Cette centralité de l’être humain questionne : comment le déploiement des sociétés humaines (par le développement du mode de vie urbain et du commerce) est la cause des propagations des épidémies zoonotiques de peste. Quelles en sont ses conséquences (bouc-émissaire, crise sociétale, politique et économique, avancées scientifiques…) ? Ainsi, parmi rats et puces, nous étudierons dans quelle mesure l’espèce humaine a engendré et développé les pestes qui se sont inégalement abattues sur ses sociétés au cours du temps.
Afin de répondre à cette problématique, nous allons analyser en détail les trois épidémies majeures de peste de l’histoire de l’humanité ; aussi distinguées par les historiens sous le nom des trois « Grandes pestes zoonotiques ». Nous chercherons à étudier dans le contexte géographique et historique la place de l’être humain dans chaque zoonose et en contrepartie les réponses des différentes sociétés aux pestes. Nous commencerons par la première grande épidémie de peste qui eut lieu dans l’Empire byzantin (Empire Romain d’Orient) sous l'empereur Justinien en 541-767. Puis nous analyserons la peste noire qui a décimé l'Europe au Moyen Âge entre 1346 et 1353 et qui a fragilisé les structures sociales. Nous terminerons par la dernière pandémie de peste qui débuta à Yunnan en Chine en 1855 et qui se propagea inégalement dans le monde selon des problématiques nouvelles.

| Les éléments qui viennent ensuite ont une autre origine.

PR #1356, opened 2024-07-07
fix(frontend): fix mobile create table

### LINKED ISSUE #1353: 🐛 [Bug] When I click "create table" on mobile, I don't open a room
## 🐛 Bug

As a user, on my mobile phone want to create a new table / enter my room. I click the button and "Create table", the URL changes but no room is opened.

The code and also the test was not adapted.

Bettelstab:
## 🍰 Pullrequest
Makes the mobile create button functionality to enter my room work again

### Issues
- fixes #1353


frontend/src/components/buttons/CreateButtonMobile.test.ts
```diff
@@ -53,13 +65,80 @@ describe('CreateButton', () => {
...
+      describe('apollo with success', () => {
+        beforeEach(async () => {
+          vi.clearAllMocks()
+          joinMyRoomMutationMock.mockResolvedValue({
+            data: {
+              joinMyRoom: 'http://link-to-my.room',
+            },
+          })
+          await wrapper.find('#create-button-mobile').trigger('click')
+          await wrapper.find('button.new-table-button').trigger('click')
```
roschaefer, line 77: We should use [testing-library](https://testing-library.com/) so we click on things the user can see here.

frontend/src/components/buttons/CreateButtonMobile.test.ts
```diff
@@ -53,13 +65,80 @@ describe('CreateButton', () => {
...
+        })
       })
 
-      it('opens room page', () => {
-        expect(navigate).toHaveBeenCalledWith('/room/')
+      describe('apollo with no data', () => {
+        beforeEach(async () => {
+          activeRoomStore.setActiveRoom(null)
+          vi.clearAllMocks()
+          joinMyRoomMutationMock.mockResolvedValue({
```
roschaefer, line 97: What about backend errors here:
```suggestion
          joinMyRoomMutationMock.mockResolvedValue({
            error: // ??
```

frontend/src/components/buttons/CreateButtonMobile.test.ts
```diff
@@ -53,13 +65,80 @@ describe('CreateButton', () => {
...
+        it('calls the api', () => {
+          expect(joinMyRoomMutationMock).toBeCalled()
+        })
+
+        it('does not update the store', () => {
+          expect(activeRoomStore.activeRoom).toBe(null)
+        })
+
+        it.skip('toasts no room found error', () => {
+          expect(errorHandlerSpy).toBeCalledWith('No room found')
```
roschaefer, line 113: Under which circumstances can this happen?

frontend/src/components/buttons/CreateButtonMobile.test.ts
```diff
@@ -53,13 +65,80 @@ describe('CreateButton', () => {
...
+        })
+      })
+
+      describe('apollo with error', () => {
+        beforeEach(async () => {
+          activeRoomStore.setActiveRoom(null)
+          vi.clearAllMocks()
+          joinMyRoomMutationMock.mockRejectedValue({
+            message: 'OUCH',
```
roschaefer, line 122: ~This for sure will have `errors`, right?~

Looks like it's being handled further down and `mockRejectedValue` automatically returns the `errors` field.

frontend/src/components/buttons/CreateButtonMobile.vue
```diff
@@ -307,8 +311,28 @@ const onClick = () => {
...
+  },
+)
+
+const enterRoom = async () => {
+  try {
+    const result = await joinMyRoomMutationResult()
+
+    if (result?.data?.joinMyRoom) {
+      activeRoomStore.setActiveRoom(result.data.joinMyRoom)
+      navigate('/room/')
```
roschaefer, line 329: Why don't we have deep links?

frontend/src/components/buttons/CreateButtonMobile.test.ts
```diff
@@ -53,13 +65,80 @@ describe('CreateButton', () => {
...
+
+        it('calls the api', () => {
+          expect(joinMyRoomMutationMock).toBeCalled()
+        })
+
+        it('updates the store', () => {
+          expect(activeRoomStore.activeRoom).toBe('http://link-to-my.room')
+        })
+
+        it.skip('navigates to room page', () => {
```
roschaefer, line 88:
```suggestion
        it('navigates to room page', () => {
```

aaaand "Request changes"

roschaefer: We should have a linter rule protecting us from this.

roschaefer (changes requested):
apollo

I was about to hit "Approve" until I thought "Actually I would like to see a test case where they check that `navigate` is being called. There was a test but it's disabled.

frontend/src/components/buttons/CreateButtonMobile.test.ts
Bettelstab: Sounds good.

frontend/src/components/buttons/CreateButtonMobile.vue
Bettelstab: Good point. I think we don't have the room / table id which belongs to the user. We could get if for sure. For the future, the mechanism as it is right now (with better abstractions and code reuse, for sure) could still be the best as it allows us to browse the DreamMall while staying in the meeting.

frontend/src/components/buttons/CreateButtonMobile.test.ts
Bettelstab: Ok I'll have a look into this. Was just copy pasted

frontend/src/components/buttons/CreateButtonMobile.test.ts
Bettelstab: Good question. I still don't know enough about error handling with Graphql to have an answer at hand, but will investigate...

Bettelstab:
I fixed the disabled tests and activated them.

frontend/src/components/buttons/CreateButtonMobile.test.ts
```diff
@@ -85,7 +85,8 @@ describe('CreateButtonMobile', () => {
           expect(activeRoomStore.activeRoom).toBe('http://link-to-my.room')
         })
 
-        it.skip('navigates to room page', () => {
+        it('navigates to room page', async () => {
+          await flushPromises()
```
roschaefer, line 89: What promises are we waiting for here? It's best to have them inside the test case or wait for them in an async `before` hook.

roschaefer (approved):

Elweyn (approved):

Chacune de ses pestes s’inscrit dans un horizon temporel différent mais régulier car environ séparé par le même nombre de siècle de la précédente (550 ans à chaque fois). Le plan chronologique nous permettra d’observer certains progrès dans les attitudes de l’homme face aux épidémies (exemple : le progrès du rationalisme médical) mais il nous permettra également de dresser les tensions nouvelles dues aux contextes changeants des époques (exemple : arrivée de la mondialisation et des inégalités de développements). On se permettra évidemment de construire des ponts entre les parties dans l’optique d’éviter les répétitions et afin de repérer les points récurrents dans l’attitude de l’homme.
[1] Les zoonoses sont les maladies et les infections qui se transmettent naturellement des animaux vertébrés à l'être humain et inversement. On entendra ici « zoonoses » de (zoon, « animal » et de noson, « maladie ») comme étant les maladies humaines qui proviennent d’une transmission d’une bactérie, virus ou tout autre microorganisme animal.
[2] Le caractère endémique d’une maladie est sa persistance infectieuse au sein d'une population ou d'une région. La peste est ainsi endémique dans les populations de rongeurs de certaines régions d’Afrique et d’Asie.
[3] Épidémie qui s’étend à une population entière, à un continent, voire au monde entier.